Para empezar, hay que enmarcar este proceso en una serie de consideraciones geopolíticas sobre el papel de Europa en el mundo y el futuro de la arquitectura de seguridad euroatlántica. Es obvio que no se le puede dar ninguna satisfacción a Putin a cuenta de esta candidatura, pero la guía de conducta no puede ser tampoco buscar lo que más le moleste. Por mucho que duela, Rusia sigue disponiendo de importantes herramientas de presión (incluyendo la relación con China) y hay que avanzar con la certeza de que estas no van a servirle para impedir el desenlace que desee la UE. Por otro lado, el proceso debe evitar agravios comparativos en los ya candidatos que se sentirían frustrados si a otros se les ofrece atajos, lo que acabaría por debilitar el delicado flanco sureste.
En segundo lugar, y mirando a la salud del proceso mismo de integración, muchos recrean el temor a que una adhesión de ese calado perjudique la pauta de relanzamiento de estos últimos años que se ha plasmado en la unidad post-Brexit o en una respuesta ambiciosa a la pandemia. Es un falso dilema porque la experiencia histórica demuestra que no hay tal suma cero entre profundización y ampliación. Por ejemplo, lo aportado por los dos países ibéricos a partir de 1986 ha sido valiosísimo y también está clara la contribución neta que supuso la entrada de escandinavos, bálticos o irlandeses. En otros casos el balance es más discutible. Hasta el punto de que Visegrado, el pueblo donde se encontraron Walesa, Havel y Antall hace treinta años, ha dejado de evocar una renovación del espíritu europeo. Ahora se asocia con el euroescepticismo de varios de los dirigentes populistas que les sucedieron.
Con todo, no es descabellado pensar que el esfuerzo de adaptación que requerirá Ucrania para acercarse al modelo político y social de la UE puede debilitar a las fuerzas iliberales que dominan el escenario centro-oriental.

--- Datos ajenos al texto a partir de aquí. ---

PR #2408, opened 2025-07-31
raise page size of userlists and learning paths

gumaerc:
https://github.com/mitodl/hq/issues/7972

This PR raises the page size in requests to get user list and learning path items. Previously, due to a report about not being able to see all learning path items, we set this limit to 100. A limit was not set on user lists, so that was defaulting to 10 for default pagination. The problem is, we implemented pagination in the API and the frontend queries, but never in the UI itself. This PR sets both limits to 1000, to allow for the size of most reasonable lists to work for now, until we can actually implement pagination on the frontend.

image
image

### How can this be tested?
- Log in as a superuser and create a UserList
- Add more than 10 items to the UserList
- Visit the My Lists section of the Dashboard and verify that all items are shown
- Test the reorder functionality, dragging items around
- Repeat the process for a Learning Path


jonkafton (approved):
👍

PR #2410, opened 2025-08-01
add mitxonline certificate api

gumaerc:
TBD

This PR sets up the `mitxonline` API integration to start using the v2 endpoints, and adds the course and program certificate endpoints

Una occidentalización exitosa más allá de Polonia y Hungría puede recuperar también allí ese ánimo perdido de “imitación” y permitir que la vieja Europa les deje de mirar con “repugnancia”, por usar los términos de Stephen Holmes e Ivan Krastev en La luz que falló. El trayecto que ha de recorrer Ucrania es larguísimo. Tendrá primero que recibir una enorme asistencia posbélica (ese Plan Marshall sobre cuyo contenido ha reflexionado Adam Tooze) y ser luego ayudada con soluciones intermedias para cambiar sus instituciones y su modelo productivo; por ejemplo, entrando primero en el Espacio Económico Europeo, como sugiere Nathalie Tocci. Pero, en ese proceso, Ucrania puede hacer a su vez dos enormes aportaciones a la UE: ejemplificar el valor que tiene luchar por la paz y la democracia y ser palanca que reconcilie las dos mitades del continente. Si así fuera, al final del camino no habrá una adhesión por causa de fuerza mayor, sino una fuerza mayor para la causa.